Israele e Anp invitate il 2 settembre a Washington. Trattative senza precondizioni

Medio Oriente, la Clinton annuncia nuovi negoziati: "Pace in un anno"
Riprende il negoziato di pace tra israeliani e palestinesi per raggiungere un accordo di pace. Il progetto americano è molto ambizioso e intende concludere un'intesa entro un anno. A dirlo è proprio la responsabile degli Affari esteri americani, Hillary Clinton, dopo che una fonte diplomatica statunitense aveva spifferato al New York Times l'invito di Washington a colloqui diretti il prossimo 2 settembre, avanzato da Obama ai vertici del governo di Tel Aviv e all'Autorità nazionale palestinese.  I negoziati dovrebbero avere luogo senza precondizioni, ha detto Clinton, il cui annuncio è stato trasmesso in diretta dalla Bbc. Il presidente Obama ha invitato alle discussioni anche il presidente egiziano Hosni Mubarak e il re di Giordania Abdallah II, vista l'importanza del loro ruolo nel processo di pace, ha aggiunto Clinton. Ci sarà anche l’inviato speciale del Quartetto (Usa, Russia, Onu e Ue), Tony Blair.

I due "antagonisti", Israele e Anp, avrebbero accolto favorevolmente l'incontro da parte di Usa, Ue, Russia e Onu. Dopo 20 mesi di stallo, ripartono dunque le speranze. Decisiva la mossa di Obama, almeno negli intenti. Già in precedenza il portavoce del dipartimento di Stato, P.J Crowley, aveva però fatto intendere che qualcosa si stava muovendo nell'aria: "Pensiamo di essere molto, molto vicini alla decisione delle due parti in conflitto di tenere colloqui diretti. Come mai prima crediamo che siamo ben posizionati per raggiungere questo obiettivo". E' sempre lo stesso Crowley a riferire che Hillary Clinton avrebbe chiamato il Premier palestinese, Salam Fayyad, e il Ministro degli Esteri giordano, Nasser Judeh, oltre all'ex primo ministro inglese Tony Blair.

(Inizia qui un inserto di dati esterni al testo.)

Issue #1685, opened 2026-02-19
[BUG] `test_cli.py::TestShowTree` is flaky: Fatal Python error: PyGILState_Release


georgeh0:
The test `python/tests/cli/test_cli.py::TestShowTree::test_show_tree_with_nested_structure` is flaky. It fails non-deterministically on GitHub runner. It happened twice today, both on Ubuntu-24.04-arm on Python 3.11.

- [Failure 1](https://github.com/cocoindex-io/cocoindex/actions/runs/22194484188/job/64191068207?pr=1682) 
- [Failure 2](https://github.com/cocoindex-io/cocoindex/actions/runs/22201218344/job/64214333830?pr=1684)

The first failure has more information in output:

```
  FAILED python/tests/cli/test_cli.py::TestShowTree::test_show_tree_with_nested_structure - AssertionError: Command failed: ['cocoindex', 'show', './tree_test_app.py', '--tree']
  returncode=-6
  stdout:
  Found 6 stable paths:
  / [component]
  ├── direct [component]
  ├── files
  │   ├── file1.txt [component]
  │   └── file2.txt [component]
  └── setup [component]

  stderr:
  Fatal Python error: PyGILState_Release: thread state 0xff171c001d00 must be current when releasing
  Python runtime state: finalizing (tstate=0x0000ff184ea06480)

  Thread 0x0000ff184ea7a020 (most recent call first):
    <no Python frame>

  Extension modules: numpy._core._multiarray_umath, numpy.linalg._umath_linalg (total: 2)
```

The message "Fatal Python error: PyGILState_Release: thread state 0xff171c001d00 must be current when releasing" suggests somewhere we're trying to release GIL when we don't have it? Maybe some race conditions?

After retries, both succeeded.

georgeh0:
@shannon06437 , do you want to have a look? Please let me know if you're stuck. Thanks!

shannon06437:
I'll take a look!

georgeh0:
Hi @shannon06437, the flakiness problem comes back: https://github.com/cocoindex-io/cocoindex/actions/runs/22366810229/job/64734899559

Would you have a look? Thanks!

georgeh0:
Hi @shannon06437 , I encountered one more case of flakiness on `PyGILState_Release`

https://github.com/cocoindex-io/cocoindex/actions/runs/22738523646/job/65946038372

Would you please have a look? Thanks!

georgeh0:
[...]

PR #1687, opened 2026-02-20
fix: test_cli.py::TestShowTree is flaky

shannon06437:
Fix for the bug at https://github.com/cocoindex-io/cocoindex/issues/1685 

Add clean up for environments and their background threads before the subprocess exits, which was causing a race condition where threads tried to call PyGILState_Release after CPython had torn down thread state resulting in SIGSEGV (-11) or SIGABRT (-6) crash.

### DIFF
--- a/python/cocoindex/cli.py
+++ b/python/cocoindex/cli.py
@@ -640,23 +640,27 @@ def show(app_target: str, tree: bool) -> None:
     """
     app = _load_app(app_target)
 
-    if tree:
-        items = list_stable_paths_info_sync(app)
-        component_node_type = _core.StablePathNodeType.component()
-        paths: list[StablePath] = []
-        component_paths: set[StablePath] = set()
-        for item in items:
-            path = StablePath(item.path)
-            paths.append(path)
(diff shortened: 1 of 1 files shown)


python/cocoindex/cli.py
```diff
@@ -640,23 +640,27 @@ def show(app_target: str, tree: bool) -> None:
...
-        output = _render_paths_as_tree(paths, component_paths)
-        click.echo(output)
-    else:
-        paths = list_stable_paths_sync(app)
-        click.echo(f"Found {len(paths)} stable paths:")
-        for path in paths:
-            click.echo(f"  {path}")
+    try:
+        if tree:
+            items = list_stable_paths_info_sync(app)
```
georgeh0, line 645: (This is missed from the previous PR review)

This part should also be streaming, i.e. instead of buffering the whole thing in memory, we should use an async iterator and print out things as soon as each arrives.

Since we already use `asyncio.run_coroutine_threadsafe` below, consider encapsulating the whole thing within an async function.

PR #696, opened 2026-07-27
ci: add astro-link-validator for internal links, fixes #470

### LINKED ISSUE #470: Add link checker
We should have automated checks for all links similar to what we have in `ddev/ddev` repository.

1. MkDocs for checking internal links - find alternative for Astro
2. External links: use linkspector https://github.com/ddev/ddev/blob/main/.github/workflows/docscheck.yml

stasadev:
## The Issue

- Fixes #470

Adds `astro-link-validator` for internal links.

Adds more exclusions to linkspector.

### DIFF
--- a/.linkspector.yml
+++ b/.linkspector.yml
@@ -3,7 +3,7 @@ dirs:
 ignorePatterns:
   - pattern: "^mailto:"
   # Root-relative internal links (e.g. /contact, /img/...) aren't checked here;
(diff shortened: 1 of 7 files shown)


stasadev:
The fail is confirmed, which is good, now I can fix the internal links.

https://github.com/ddev/ddev.com/actions/runs/30284102671/job/90037478449?pr=696

rfay:
Thank you. Feel free to pull both when you like.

Israele accetta, l'Anp nicchia - Il premier israeliano, Benjamin Netanyahu, ha accolto con favore l’invito degli Usa per la ripresa dei negoziati diretti con i palestinesi. Lo ha riferito un suo portavoce. Netanyahu aveva detto più volte di essere pronto a sedersi a u tavolo con il presidente dell’Anp, Abu Mazen, per far ripartire il processo di pace.   Più cauta la reazione palestinese. Il negoziatore dell’Anp, Saeb Erekat, ha salutato con favore la dichiarazione del Quartetto che a suo giudizio "contiene gli elementi necessari per arrivare a un accordo di pace", ma non si è voluto pronunciare sull'invito a Washington.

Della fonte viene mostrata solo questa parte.